Here we can clearly see two core points:

Tini will use prctl and PR_SET_CHILD_SUBREAPER to take over orphan processes within the container.
Tini will forward signals to child processes or the associated process group upon receiving signals.

Of course, Tini itself also has some minor issues (though they are relatively obscure). Here’s a discussion topic: suppose we have a service that creates 10 daemon processes and then exits itself. In these ten daemon processes, we set a completely new process group ID (what is known as process group escape). How do we forward signals to these ten processes? (Just for discussion; anyone doing this in production would have been severely reprimanded).

Conclusion#

By now, some may criticize me for not sticking to the topic, as I spent a large portion discussing Linux processes instead of the init process in containers.

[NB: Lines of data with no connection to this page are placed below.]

PR #1915, opened 2021-07-23
Experimental DXR1.0 support in gfx.

csyonghe:
- Add `dispatchRays` command.
- Add `createRayTracingPipelineState` method to construct a D3D ray tracing state object from a linked slang program and user specified shader table.

Limitations/simplifications: no local root signature support, shader table entries contains only shader identifiers and is specified at pipeline creation time, owned by the pipeline state object.


slang-gfx.h
```diff
@@ -1191,6 +1201,17 @@ class IRayTracingCommandEncoder : public ICommandEncoder
         IAccelerationStructure* const* structures,
         AccessFlag::Enum sourceAccess,
         AccessFlag::Enum destAccess) = 0;
+
+    virtual SLANG_NO_THROW void SLANG_MCALL
+        bindPipeline(IPipelineState* state, IShaderObject** outRootObject) = 0;
+    /// Issues a dispatch command to start ray tracing worload with a ray tracing pipeline.
```
jsmall-nvidia, line 1207: worload

tools/gfx/d3d12/render-d3d12.cpp
```diff
@@ -5801,7 +5847,290 @@ void D3D12Device::CommandBufferImpl::RayTracingCommandEncoderImpl::memoryBarrier
...
+            {
+            }
+            virtual void setPipelineState(PipelineStateBase* pipeline) override
+            {
+                auto pipelineImpl = static_cast<RayTracingPipelineStateImpl*>(pipeline);
+                m_cmdList4->SetPipelineState1(pipelineImpl->m_stateObject.get());
+            }
+        };
+        RayTracingSubmitter submitter(m_commandBuffer->m_cmdList4);
+        if (SLANG_FAILED(_bindRenderState(&submitter, newPipeline)))
```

In fact, traditional containers can essentially be regarded as a complete process running within the OS. Discussing the init process in containers cannot be separated from discussing relevant knowledge points in Linux process management.

I hope this technical article helps everyone gain a general understanding of the init process in containers and enables correct usage and management of it.

Finally, I wish everyone a Happy New Year! (I hope I won't have to rely on writing articles for a living in the new year, sob sob sob).